CodePudding user response:

It can be done in three steps, which makes me feel there are cleaner ways (but that I can't think of them)

  1. create an identifier to relate all rows which should share an a value
  2. use a window function to copy that a value to the rest of the partition
  3. filter to include only the b rows

For example...

WITH
  a_partitioned AS
(
  SELECT
    *,
    SUM(CASE WHEN type='a' THEN 1 ELSE 0 END) OVER (PARTITION BY machine ORDER BY id)  AS a_partition
  FROM
    your_table
),
  a_value_spread AS
(
  SELECT
    *,
    MAX(CASE WHEN type = 'a' THEN value END) OVER (PARTITION BY machine, a_partition)  AS a_value
  FROM
    a_partitioned 
)
SELECT
  *
FROM
  a_value_spread
WHERE
  type = 'b'

Demo : https://dbfiddle.uk/?rdbms=sqlserver_2019&fiddle=9037c0d3e6d46e05ecbcfdd3777808cd


EDIT

Here's my REALLY superficial attempt to experiment with which answer might have the lowest processing overheads...

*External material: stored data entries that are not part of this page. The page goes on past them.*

Issue #1898, opened 2017-04-17
httpPost() not passing data


shiffman:
I believe this commit (c1d70b93632032c99bbcc367d7212cb953694cca) is causing an issue in 0.5.8 not present in 0.5.7. I am making a call to `httpPost()` like so:

```javascript
var data = {
  seed: 'hello'
}
httpPost('/upload', data, success, error);
```

I am console logging `arguments` in `httpDo()` in both 0.5.7 and 0.5.8. Note how the data is missing in 0.5.8.

0.5.7 (correct behavior):
<img width="342" alt="screen shot 2017-04-17 at 7 35 23 pm" src="https://cloud.githubusercontent.com/assets/191758/25108613/0b28f9c6-23a5-11e7-8bbd-7b7514fef8f4.png">

0.5.8 (incorrect behavior):
<img width="289" alt="screen shot 2017-04-17 at 7 36 14 pm" src="https://cloud.githubusercontent.com/assets/191758/25108625/29d89dea-23a5-11e7-981d-8bd51ab357a7.png">

I'm happy to investigate further and/or make a simplified example to test with.  cc @limzykenneth 

Full example is here: https://github.com/shiffman/NOC-S17-2-Intelligence-Learning/tree/master/week5-cnn-rnn-tensorflow/04b_rnn_flask_js

limzykenneth:
@shiffman Yes, I think you are right. I wonder if the latest fix has already fixed the data object missing but actually even then it probably won't work as mentioned in #1812, I forgot to stringify the object into proper JSON so POSTing data won't work yet.

I'm planning to get a PR together today or tomorrow and if there's any more bugs, do let me know. In the meantime, if at all possible, using `httpDo` with native options is one way to get around a lot of the problems.

limzykenneth:
@shiffman the data in your case is missing because the headers content type wasn't explicitly set to `application/json`, I should have known. @lmccart also turns out the data is stringified after all but still expect a PR for this issue.

lmccart:
fixed with https://github.com/processing/p5.js/pull/1900

PR #1900, opened 2017-04-18
Fix missing content type headers

limzykenneth:
This should take care of #1898. @shiffman it will be great if you can test this out!

A few things to note (maybe add to docs as well): using `httpDo` if the second argument is an object, it will be treated as using native request object and NOT a GET request with body content, I feel that is the correct behaviour although httpDo defaults to GET, GET request is not supposed to have a body content while POST and PUT would have body content will require the method argument as the second argument which works fine.

Sidenote: @lmccart Do you think it is worth having a HEAD build hosted somewhere like cdnjs or Amazon AWS just so that it will be easier for people to test out the HEAD library build and potentially spot bugs like these before they went live? It probably can be automated whenever there's a commit to the master branch.

### DIFF
--- a/src/io/files.js
+++ b/src/io/files.js
@@ -792,12 +792,8 @@ p5.prototype.selectInput = function () {
  *                                    in as first argument
  */
 p5.prototype.httpGet = function () {
-  var args = new Array(arguments.length);
-  args[0] = arguments[0];
-  args[1] = 'GET';
-  for (var i = 1; i < arguments.length; ++i) {
-    args[i+1] = arguments[i];
-  }
+  var args = Array.prototype.slice.call(arguments);
+  args.splice(1, 0, 'GET');
   p5.prototype.httpDo.apply(this, args);
 };
 
@@ -818,12 +814,8 @@ p5.prototype.httpGet = function () {
  *                                    in as first argument
  */
 p5.prototype.httpPost = function () {
-  var args = new Array(arguments.length);
-  args[0] = arguments[0];
-  args[1] = 'POST';
-  for (var i = 1; i < arguments.length; ++i) {
-    args[i+1] = arguments[i];
-  }
+  var args = Array.prototype.slice.call(arguments);
+  args.splice(1, 0, 'POST');
   p5.prototype.httpDo.apply(this, args);
 };
 
--- a/src/io/files.js
+++ b/src/io/files.js
@@ -6,6 +6,7 @@
  */
 
 /* globals Request: false */
+/* globals Headers: false */
 
 'use strict';
 
@@ -863,6 +864,7 @@ p5.prototype.httpDo = function () {
   var request;
   var jsonpOptions = {};
   var cbCount = 0;
+  var contentType = 'text/plain';
   // Trim the callbacks off the end to get an idea of how many arguments are passed
   for (var i = arguments.length-1; i > 0; i--){
     if(typeof arguments[i] === 'function'){
@@ -914,6 +916,7 @@ p5.prototype.httpDo = function () {
           }
         }else{
           data = JSON.stringify(a);
+          contentType = 'application/json';
         }
       } else if (typeof a === 'function') {
         if (!callback) {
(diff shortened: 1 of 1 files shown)


lmccart:
thanks for the fixes @limzykenneth! I'll test this out in the next few days, @shiffman please share your results too if you get a chance.

regarding the idea of a dev build, we'd previously worried having in progress copies of the dev build floating around could cause confusion... but I was thinking about it more, and I think if we just named it differently this would be less likely to cause problems and would be very helpful. I'll look into this next chance I get.

limzykenneth:
To avoid confusion for a dev build I think it is important that the file or package name does not contain any version number and clearly marked as a dev build. I quite like how OF does a nightly build that is kept on github but linked to from their website, with p5.js though we can go a bit further and have direct links to the js files instead of zip packages.

shiffman:
This didn't work for me. I think there is something amiss in the call to `httpDo()` in `httpPost()` here:

```javascript
p5.prototype.httpPost = function () {
  args[0] = arguments[0];
  args[1] = 'POST';
  for (var i = 2; i < args.length; ++i) {
    args[i] = arguments[i];
  }
  p5.prototype.httpDo.apply(this, args);
};
```

I believe this should be:

```javascript
p5.prototype.httpPost = function () {
  var args = new Array(arguments.length+1); // +1
  args[0] = arguments[0];
  args[1] = 'POST';
  for (var i = 2; i < args.length; ++i) {
    args[i] = arguments[i-1]; // -1
  }
  p5.prototype.httpDo.apply(this, args);
};
```

Otherwise the data is overwritten with `args[1] = 'POST'`. With this change everything worked out, but for whatever reason I'm now getting a "bad path" error. I can continue to investigate, but am a bit stumped at the moment.

kadamwhite:
After testing out the function, I agree with @shiffman. However, I'd potentially recommend a more concise function implementation using `Array#splice`:
```js
p5.prototype.httpPost = function () {
  var args = Array.prototype.slice.call(arguments);
  args.splice(1, 0, 'POST');
  p5.prototype.httpDo.apply(this, args);
};
```
this has the same result and avoids the need to manually iterate to build the array
image

limzykenneth:
@kadamwhite I quite like that solution, I'm going to make those changes, please do test them when I pushed it @shiffman Thanks.

limzykenneth:
@shiffman I've changed the implementation of `httpPost` and `httpGet` over to @kadamwhite's solution, and for my tests, they worked fine. I'll provide some sample test code below.

```javascript
function setup(){
  httpPost("http://localhost:8080/", "some data, can be JSON as well", function(data){
    console.log(data);
  }, function(err){
    console.log(err);
  });
}
```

In the correlated sub-query version, the scan of the data is 4% of the total cost

  • So, the whole query 'costs' ~20 index scans

In the analytic function version, the scan of the data is 12% of the total cost

  • So, the whole query 'costs' ~8.3 index scans

It's a very small data set though, and a very arbitrarily constructed data-set.

  • I'd run an actual profiler against your actual data
  • IF performance matters

(If the correlated sub-query approach is 'fast enough', definitely use that.)